### EXERCISE DETAILS
Word for word, restate the lines from the start of the data below through the line containing "These will be".

### MATERIAL FOR THE TASK
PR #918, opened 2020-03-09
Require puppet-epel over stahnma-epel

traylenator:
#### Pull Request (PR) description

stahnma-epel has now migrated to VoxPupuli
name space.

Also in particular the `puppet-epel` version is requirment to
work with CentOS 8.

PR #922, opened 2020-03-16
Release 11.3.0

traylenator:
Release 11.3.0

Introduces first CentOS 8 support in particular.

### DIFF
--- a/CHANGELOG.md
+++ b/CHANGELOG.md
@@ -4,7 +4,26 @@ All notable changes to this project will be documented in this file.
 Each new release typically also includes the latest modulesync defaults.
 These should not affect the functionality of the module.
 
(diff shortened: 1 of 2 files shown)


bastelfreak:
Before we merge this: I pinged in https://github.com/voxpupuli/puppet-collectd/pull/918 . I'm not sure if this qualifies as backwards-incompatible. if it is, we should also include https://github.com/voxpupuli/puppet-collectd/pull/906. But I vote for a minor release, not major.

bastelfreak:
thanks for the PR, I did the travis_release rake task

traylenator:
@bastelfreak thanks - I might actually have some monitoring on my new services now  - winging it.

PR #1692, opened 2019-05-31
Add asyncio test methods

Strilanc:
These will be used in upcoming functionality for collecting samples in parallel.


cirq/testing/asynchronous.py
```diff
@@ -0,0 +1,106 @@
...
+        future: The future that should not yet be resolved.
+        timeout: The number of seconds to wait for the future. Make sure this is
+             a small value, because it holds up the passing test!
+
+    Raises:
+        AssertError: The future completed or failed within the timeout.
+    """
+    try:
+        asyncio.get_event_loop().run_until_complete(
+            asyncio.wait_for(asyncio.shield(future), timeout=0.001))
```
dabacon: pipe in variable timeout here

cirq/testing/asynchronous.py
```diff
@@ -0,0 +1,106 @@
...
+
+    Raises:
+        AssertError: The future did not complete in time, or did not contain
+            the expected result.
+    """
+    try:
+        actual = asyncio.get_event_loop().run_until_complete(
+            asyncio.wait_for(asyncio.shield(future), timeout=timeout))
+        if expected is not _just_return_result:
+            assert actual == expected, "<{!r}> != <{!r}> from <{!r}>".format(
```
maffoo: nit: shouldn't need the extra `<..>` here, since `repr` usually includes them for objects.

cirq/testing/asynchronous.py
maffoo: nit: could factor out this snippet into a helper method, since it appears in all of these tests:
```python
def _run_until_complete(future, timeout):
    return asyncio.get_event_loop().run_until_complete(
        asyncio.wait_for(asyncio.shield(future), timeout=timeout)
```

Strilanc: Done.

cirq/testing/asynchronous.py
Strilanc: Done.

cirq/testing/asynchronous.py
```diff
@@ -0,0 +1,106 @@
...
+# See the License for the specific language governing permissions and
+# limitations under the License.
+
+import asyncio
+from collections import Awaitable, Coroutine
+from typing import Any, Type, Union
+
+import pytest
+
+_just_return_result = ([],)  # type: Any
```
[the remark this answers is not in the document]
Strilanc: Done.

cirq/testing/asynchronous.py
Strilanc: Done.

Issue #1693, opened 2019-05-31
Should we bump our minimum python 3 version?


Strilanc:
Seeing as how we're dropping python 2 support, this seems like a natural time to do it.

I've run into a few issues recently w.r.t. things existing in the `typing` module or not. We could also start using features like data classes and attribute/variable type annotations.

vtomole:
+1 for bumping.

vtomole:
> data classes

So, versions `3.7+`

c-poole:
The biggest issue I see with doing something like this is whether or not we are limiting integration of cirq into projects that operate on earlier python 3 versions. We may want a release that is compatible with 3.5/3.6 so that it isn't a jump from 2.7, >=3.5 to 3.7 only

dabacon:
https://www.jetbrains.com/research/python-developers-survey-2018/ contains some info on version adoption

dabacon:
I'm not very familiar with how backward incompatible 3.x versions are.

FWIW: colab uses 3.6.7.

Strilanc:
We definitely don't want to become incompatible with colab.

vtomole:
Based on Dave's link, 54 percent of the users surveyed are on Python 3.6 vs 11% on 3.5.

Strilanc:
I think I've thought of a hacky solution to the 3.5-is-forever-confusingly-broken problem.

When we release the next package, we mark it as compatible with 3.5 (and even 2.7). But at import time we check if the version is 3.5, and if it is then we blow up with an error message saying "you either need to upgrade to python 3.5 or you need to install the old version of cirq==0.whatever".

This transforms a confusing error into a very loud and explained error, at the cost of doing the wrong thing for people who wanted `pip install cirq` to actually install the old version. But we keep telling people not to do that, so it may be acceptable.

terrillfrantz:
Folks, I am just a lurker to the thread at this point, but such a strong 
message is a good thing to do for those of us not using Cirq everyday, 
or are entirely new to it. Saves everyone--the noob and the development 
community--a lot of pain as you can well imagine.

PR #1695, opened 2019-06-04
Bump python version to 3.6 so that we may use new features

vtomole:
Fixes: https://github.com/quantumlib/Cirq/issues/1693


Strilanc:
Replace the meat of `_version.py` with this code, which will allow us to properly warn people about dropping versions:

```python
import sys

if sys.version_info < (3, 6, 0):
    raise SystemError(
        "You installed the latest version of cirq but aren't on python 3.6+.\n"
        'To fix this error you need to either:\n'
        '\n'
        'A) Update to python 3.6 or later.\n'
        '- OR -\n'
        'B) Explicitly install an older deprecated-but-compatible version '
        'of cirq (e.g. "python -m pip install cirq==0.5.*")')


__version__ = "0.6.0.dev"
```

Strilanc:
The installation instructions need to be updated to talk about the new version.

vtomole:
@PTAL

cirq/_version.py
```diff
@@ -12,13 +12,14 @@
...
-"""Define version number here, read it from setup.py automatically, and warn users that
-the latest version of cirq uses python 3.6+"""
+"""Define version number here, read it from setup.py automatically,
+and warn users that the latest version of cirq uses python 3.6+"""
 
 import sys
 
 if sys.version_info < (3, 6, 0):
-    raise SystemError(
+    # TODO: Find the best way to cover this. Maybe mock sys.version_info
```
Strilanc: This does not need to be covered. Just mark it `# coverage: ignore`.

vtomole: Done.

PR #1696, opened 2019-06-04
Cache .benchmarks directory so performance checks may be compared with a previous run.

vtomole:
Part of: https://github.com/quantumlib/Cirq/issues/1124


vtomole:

### RESULT OF THE TASK
PR #918, opened 2020-03-09
Require puppet-epel over stahnma-epel

traylenator:
#### Pull Request (PR) description

stahnma-epel has now migrated to VoxPupuli
name space.

Also in particular the `puppet-epel` version is requirment to
work with CentOS 8.

PR #922, opened 2020-03-16
Release 11.3.0

traylenator:
Release 11.3.0

Introduces first CentOS 8 support in particular.

### DIFF
--- a/CHANGELOG.md
+++ b/CHANGELOG.md
@@ -4,7 +4,26 @@ All notable changes to this project will be documented in this file.
 Each new release typically also includes the latest modulesync defaults.
 These should not affect the functionality of the module.
 
(diff shortened: 1 of 2 files shown)


bastelfreak:
Before we merge this: I pinged in https://github.com/voxpupuli/puppet-collectd/pull/918 . I'm not sure if this qualifies as backwards-incompatible. if it is, we should also include https://github.com/voxpupuli/puppet-collectd/pull/906. But I vote for a minor release, not major.

bastelfreak:
thanks for the PR, I did the travis_release rake task

traylenator:
@bastelfreak thanks - I might actually have some monitoring on my new services now  - winging it.

PR #1692, opened 2019-05-31
Add asyncio test methods

Strilanc:
These will be used in upcoming functionality for collecting samples in parallel.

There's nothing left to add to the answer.